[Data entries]

PR #9378, opened 2025-10-29
Add display present time as well as compositor timings to FrameInfo

pixelflinger:
to reviewers: the best way to review this PR is one CL at a time.

### DIFF
--- a/filament/src/FrameInfo.cpp
+++ b/filament/src/FrameInfo.cpp
@@ -101,7 +101,7 @@ void FrameInfoManager::beginFrame(FSwapChain* swapChain, DriverApi& driver,
     }
 
     // create a new entry
-    auto& front = history.emplace_front(frameId);
+    FrameInfoImpl& front = history.emplace_front(frameId);
 
     // store the current time
     front.vsync = vsync;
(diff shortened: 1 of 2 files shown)


libs/utils/include/utils/MonotonicRingMap.h
```diff
@@ -0,0 +1,154 @@
...
+
+    /**
+     * Inserts a new key-value pair.
+     * The key must be greater than the key of the last inserted element.
+     * If the map is full, the oldest element is overwritten.
+     * @param key The key to insert.
+     * @param value The value to associate with the key.
+     */
+    UTILS_NOINLINE void insert(key_type key, mapped_type value) {
+        assert(empty() || key > back().first); // assert monotonic
```
z3moon, line 67: probably assert_invariant, including others in this file

filament/src/FrameInfo.cpp
```diff
@@ -249,22 +270,60 @@ FixedCapacityVector<Renderer::FrameInfo> FrameInfoManager::getFrameInfoHistory(
...
+    std::swap(mUserFrameHistory, result);
+}
+
+FixedCapacityVector<Renderer::FrameInfo> FrameInfoManager::getFrameInfoHistory(
+        size_t const historySize) const {
+    auto result = mUserFrameHistory;
+    if (result.capacity() >= historySize) {
+        result.resize(historySize);
+    }
     return result;
```
z3moon, line 340: nit: maybe explicit std::move here? some toolchians/platforms may not support RVO even in c++17 yet.

z3moon (approved):

filament/src/FrameInfo.cpp
pixelflinger: you should never do an explicit move on a return, because it can disable RVO actually.  I think RVO is mandatory in C++17, so we're going to assume good compilers!

z3moon: ah sorry, I meant NRVO, which is still optional in c++17. (most major compilers will do tho)
IIUC, NRVO still may not work in debug build. but probably fine.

> _Goal of the exercise_: Wherever the word "frameId" appears in the data, return the whole line.

> _Exercise output_:
-    auto& front = history.emplace_front(frameId);
+    FrameInfoImpl& front = history.emplace_front(frameId);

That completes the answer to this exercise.